PR #800, opened 2023-01-25
realisation class ArrayList

bigvini:


src/main/java/core/basesyntax/ArrayList.java
```diff
@@ -1,48 +1,131 @@
...
+import java.util.NoSuchElementException;
+
 public class ArrayList<T> implements List<T> {
+    private static final int DEFAULT_CAPACITY = 10;
+    private static final int DEFAULT_SIZE = 0;
+    private static final int START_INDEX = 0;
+    private static final int NEGATIVE_INDEX = -1;
+    private static final int ADD_INDEX_NUMBER = 1;
+    private int capacity;
+    private T[] listT;
```
okuzan, line 12: bad naming, go with `values`

src/main/java/core/basesyntax/ArrayList.java
```diff
@@ -1,48 +1,131 @@
...
 
+import java.util.NoSuchElementException;
+
 public class ArrayList<T> implements List<T> {
+    private static final int DEFAULT_CAPACITY = 10;
+    private static final int DEFAULT_SIZE = 0;
+    private static final int START_INDEX = 0;
+    private static final int NEGATIVE_INDEX = -1;
+    private static final int ADD_INDEX_NUMBER = 1;
+    private int capacity;
```
okuzan, line 11: from all of these leave only DEFAULT_CAPACITY = 10;

src/main/java/core/basesyntax/ArrayList.java
```diff
@@ -1,48 +1,131 @@
...
+    private T[] listT;
+    private int size;
+
+    public ArrayList() {
+        this.capacity = DEFAULT_CAPACITY;
+        this.listT = (T[]) new Object[capacity];
+        size = DEFAULT_SIZE;
```
```suggestion
        this.values = (T[]) new Object[DEFAULT_CAPACITY];
```

src/main/java/core/basesyntax/ArrayList.java
```diff
@@ -1,48 +1,131 @@
...
     public int size() {
-        return 0;
+        return size;
     }
 
     @Override
     public boolean isEmpty() {
+        if (size == DEFAULT_SIZE) {
+            return true;
+        }
```
okuzan, line 94: check if size == 0, that's enough

src/main/java/core/basesyntax/ArrayList.java
```diff
@@ -1,48 +1,131 @@
...
+
     @Override
     public void add(T value) {
-
+        if (capacity > size) {
+            listT[size] = value;
+            size++;
+            return;
+        }
+        increaseCapacity();
```
okuzan, line 28: Everywhere: instead of having if-else based on comparing capacity to size, use this:
        if (size == values.length) {
            increaseCapactiy();
        }
        --rest of the logic here--

```suggestion
        if (size == values.length) { 
             increaseCapacity();
        }
        values[size++] = value;
```

src/main/java/core/basesyntax/ArrayList.java
```diff
@@ -1,48 +1,131 @@
...
+        listT[size] = value;
+        size++;
     }
 
     @Override
     public void add(T value, int index) {
-
+        if (capacity > size) {
```
okuzan, line 35: here check index first: 
        `if (index < 0 || index > size) { throw new ArrayListIndexOutOfBoundsException(message)`
        then just paste logic of addToIndex() here. We won't need resizing handling, because new array will be created by System.arraycopy anyway

src/main/java/core/basesyntax/ArrayList.java
```diff
@@ -1,48 +1,131 @@
...
+        }
+        fullCopyArray(newList);
+        newArrayListIndexOutOfBoundsException(index);
+    }
+
+    private boolean isEquals(T firstKey, T secondKey) {
+        return firstKey == secondKey || (firstKey != null && firstKey.equals(secondKey));
+    }
+
+    private void newArrayListIndexOutOfBoundsException(int index) {
```
okuzan, line 122: methods should be mostly verbs. This sounds like the name of the exception class. Call this method like `checkIndexInBounds`

src/main/java/core/basesyntax/ArrayList.java
```diff
@@ -1,48 +1,131 @@
...
+        if (index >= size || index < DEFAULT_SIZE) {
+            throw new ArrayListIndexOutOfBoundsException("There is no such index");
+        }
+    }
+
+    private void fullCopyArray(T[] newList) {
+        System.arraycopy(newList, START_INDEX, listT, START_INDEX, size);
```
okuzan, line 129: it's okay to use zeros here

src/main/java/core/basesyntax/ArrayList.java
```diff
@@ -1,48 +1,131 @@
...
+        return listT[index];
     }
 
     @Override
     public void set(T value, int index) {
-
+        if (index < size && index >= DEFAULT_SIZE) {
+            listT[index] = value;
+        }
+        newArrayListIndexOutOfBoundsException(index);
```
okuzan, line 61: call checker methods first thing in the method, then goes other logic

src/main/java/core/basesyntax/ArrayList.java
```diff
@@ -1,48 +1,131 @@
...
-        return null;
+        newArrayListIndexOutOfBoundsException(index);
+        return listT[index];
     }
 
     @Override
     public void set(T value, int index) {
-
+        if (index < size && index >= DEFAULT_SIZE) {
+            listT[index] = value;
```
okuzan, line 59: your method will check index, no need for this check, extract body of if and use it directly

src/main/java/core/basesyntax/ArrayList.java
```diff
@@ -1,48 +1,131 @@
...
+        }
         return false;
     }
+
+    private void increaseCapacity() {
+        capacity = capacity + (capacity >> ADD_INDEX_NUMBER);
+        T[] newList = (T[]) new Object[capacity];
+        System.arraycopy(listT, START_INDEX, newList, START_INDEX, listT.length);
+        this.listT = (T[]) new Object[capacity];
+        fullCopyArray(newList);
```
okuzan, line 103: you call system.arraycopy twice here, its costly operation and it's not necessary

okuzan, line 103: T[] data = values;
        values = (T[]) new Object[size * GROW_FACTOR];

src/main/java/core/basesyntax/ArrayList.java
```diff
@@ -1,48 +1,131 @@
...
+    private void addToIndex(T value, int index) {
+        T[] newList = (T[]) new Object[listT.length];
+        if (index <= size && index > NEGATIVE_INDEX) {
+            System.arraycopy(listT, START_INDEX, newList, START_INDEX, index + ADD_INDEX_NUMBER);
+            newList[index] = value;
+            System.arraycopy(listT, index, newList, index + ADD_INDEX_NUMBER, size - index);
+            size++;
+        }
+        fullCopyArray(newList);
+        newArrayListIndexOutOfBoundsException(index);
```
okuzan, line 115: if `if` is true you call arraycopy thrice here. You need to do it once. Don't check the index twice - you already checked it where the method was called

okuzan (changes requested):

src/main/java/core/basesyntax/ArrayList.java
```diff
@@ -1,48 +1,131 @@
...
+    }
+
+    private boolean isEquals(T firstKey, T secondKey) {
+        return firstKey == secondKey || (firstKey != null && firstKey.equals(secondKey));
+    }
+
+    private void newArrayListIndexOutOfBoundsException(int index) {
+        if (index >= size || index < DEFAULT_SIZE) {
+            throw new ArrayListIndexOutOfBoundsException("There is no such index");
```
okuzan, line 124: include index and size in the message

src/main/java/core/basesyntax/ArrayList.java
```diff
@@ -1,48 +1,131 @@
...
+            if (isEquals(listT[i], element)) {
+                size--;
+                System.arraycopy(listT, i + ADD_INDEX_NUMBER, newList, i, size - i);
+                fullCopyArray(newList);
+                return element;
+            } else {
+                newList[i] = listT[i];
+            }
+        }
+        throw new NoSuchElementException("There is no such element");
```
okuzan, line 82: include the element in the message

okuzan (changes requested):

andriy-shulepa (approved):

> **Directions for this task**:
Every line above carrying the word "then" needs to be shown.

> **Expected answer**:
        then just paste logic of addToIndex() here. We won't need resizing handling, because new array will be created by System.arraycopy anyway
okuzan, line 61: call checker methods first thing in the method, then goes other logic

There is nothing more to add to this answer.